— Task statement —
Please reproduce the data below exactly, from the first line through the line containing "vjerci: It is", and leave every later line out.

[Records supplied]

PR #565, opened 2023-02-13
fix: ruby file generation

didroe:
## Description

Fix Ruby file generation rule:
- `CSV.generate` has no arguments and the rule was requiring them
- Allow variable lookup in `binary` expression - this allows `csv << row` to match correctly

## Checklist


elsapet (approved):
🙏 🎉

PR #567, opened 2023-02-13
feat: add javascript react google analytics rule

vjerci:
## Description
This rule searches for sensitive data being sent to google analytics using popular ReactGAlibrary. 

pattern: 
```
patterns:
  - pattern: |
      ReactGA.event($<DATA_TYPE>)
    filters:
      - variable: DATA_TYPE
        detection: datatype
```

## Checklist


pkg/commands/process/settings/rules/javascript/react/google_analytics.yml
```diff
@@ -0,0 +1,31 @@
+patterns:
+  - pattern: |
+      ReactGA.event($<DATA_TYPE>)
```
didroe, line 3: Should this be it's own rule? Or should we add this to `third_parties/google_analytics.yml`?

elsapet (approved):

pkg/commands/process/settings/rules/javascript/react/google_analytics.yml
vjerci: It is a non official libarary, so to me it made sense to add it as separate rule.
However, I don't have strong feelings about it and can see your point of it belonging to google analyitics rule.
Am merging it as is in order to move forward but please let me know if you want it changed.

[/Records supplied]

— Solved exercise —
PR #565, opened 2023-02-13
fix: ruby file generation

didroe:
## Description

Fix Ruby file generation rule:
- `CSV.generate` has no arguments and the rule was requiring them
- Allow variable lookup in `binary` expression - this allows `csv << row` to match correctly

## Checklist


elsapet (approved):
🙏 🎉

PR #567, opened 2023-02-13
feat: add javascript react google analytics rule

vjerci:
## Description
This rule searches for sensitive data being sent to google analytics using popular ReactGAlibrary. 

pattern: 
```
patterns:
  - pattern: |
      ReactGA.event($<DATA_TYPE>)
    filters:
      - variable: DATA_TYPE
        detection: datatype
```

## Checklist


pkg/commands/process/settings/rules/javascript/react/google_analytics.yml
```diff
@@ -0,0 +1,31 @@
+patterns:
+  - pattern: |
+      ReactGA.event($<DATA_TYPE>)
```
didroe, line 3: Should this be it's own rule? Or should we add this to `third_parties/google_analytics.yml`?

elsapet (approved):

pkg/commands/process/settings/rules/javascript/react/google_analytics.yml
vjerci: It is a non official libarary, so to me it made sense to add it as separate rule.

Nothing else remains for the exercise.